Święconka (pronounced [ɕfjɛnˈt͡sɔnka]), meaning "the blessing of the Easter baskets", is one of the most enduring and beloved Polish traditions on Holy Saturday during Easter. With roots dating back to the early history of Poland, it is also observed by expatriate and their descendants Poles in the United States, Canada, the United Kingdom, Ireland, Sweden and other Polish communities in the world.

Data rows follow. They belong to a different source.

PR #7136, opened 2025-08-26
Support installing extensions to 'system' location

### LINKED ISSUE #5988: Core: Implement Hierarchical Extension & Configuration Loading
This task is a foundational part of the new extension management system. It involves implementing the core logic for discovering installed extensions and applying configuration from multiple scopes to determine which extensions are active.

### Acceptance Criteria

1.  **Extension Discovery:**
    *   The CLI must scan for installed extensions in two locations:
        1.  A new system-level extensions directory.
        2.  The existing user-level extensions directory (`~/.gemini/extensions`).
    *   It should build a complete list of all available extensions from both locations. If an extension with the same name exists in both, the user-level one takes precedence.

2.  **Configuration Loading:**
    *   The CLI must read the `settings.json` file from two locations:
        1.  The user's home directory (`~/.gemini/settings.json`).
        2.  The current workspace/project directory (`<workspace>/.gemini/settings.json`).
    *   It must look for an `extensions.disabled` property, which is an array of strings representing the names of disabled extensions.

3.  **Activation Logic:**
    *   An extension is considered **active** by default if it is discovered.
    *   An extension is **inactive** if its name is present in the final `extensions.disabled` array.
    *   The project-level `settings.json` has the highest precedence. If it contains an `extensions.disabled` list, that list is used.
    *   If the project-level `settings.json` does not exist or does not contain `extensions.disabled`, the user-level `settings.json` is used as the fallback.

4.  **Final Extension Set:**
    *   The outcome of this logic should be a final, definitive set of active extensions that will be loaded by the CLI for the current session.

This task focuses solely on the backend loading and configuration logic. No CLI commands will be created here, but this work is essential for all other extension management features.

**Parent Issue:** #5987

chrstnb:
## TLDR

This change introduces the ability to manage extensions in two different locations: `user` and `system`.

- **`install`**: The `install` command now accepts a `--location` flag, which can be set to either `user` or `system`. The default is `user`.
- **`uninstall`**: The `uninstall` command also accepts a `--location` flag to specify where torremo.
- **`update`**: The `update` command has been updated to accept a `--location` flag.
- **`list`**: The `list` command now displays extensions from both `user` and `system` locations, grouped by their location.
- **`enable`/`disable`**: The `enable` and `disable` commands have been updated to correctly handle the new extension locations.

**System extensions will take precedence over user extensions if there are name conflicts.** If you attempt to install a user extension with the same name as an existing system extension, you will receive an error.

## Testing Matrix

|          | 🍏  | 🪟  | 🐧  |
| npm run  | ❓  | ❓  | ❓  |
| npx      | ❓  | ❓  | ❓  |
| Docker   | ❓  | ❓  | ❓  |
| Podman   | ❓  | -   | -   |
| Seatbelt | ❓  | -   | -   |

## Linked issues / bugs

The tradition of food blessing at Easter, which has early-medieval roots in Christian society, possibly originated from a pagan ritual.[1][2] The tradition is said to date from the 7th century in its basic form, the more modern form containing bread and eggs (symbols of resurrection and Christ) are said to date from the 12th century.[3]

Modern times[]

A typical "Święconka" basket of Polish Holy Saturday tradition

Baskets containing a sampling of Easter foods are brought to church to be blessed on Holy Saturday. The basket is traditionally lined with a white linen or lace napkin and decorated with sprigs of boxwood (bukszpan), the typical Easter evergreen. Poles take special pride in preparing a decorative and tasteful basket with crisp linens, occasionally embroidered for the occasion, and boxwood and ribbon woven through the handle. Observing the creativity of other parishioners is one of the special joys of the event.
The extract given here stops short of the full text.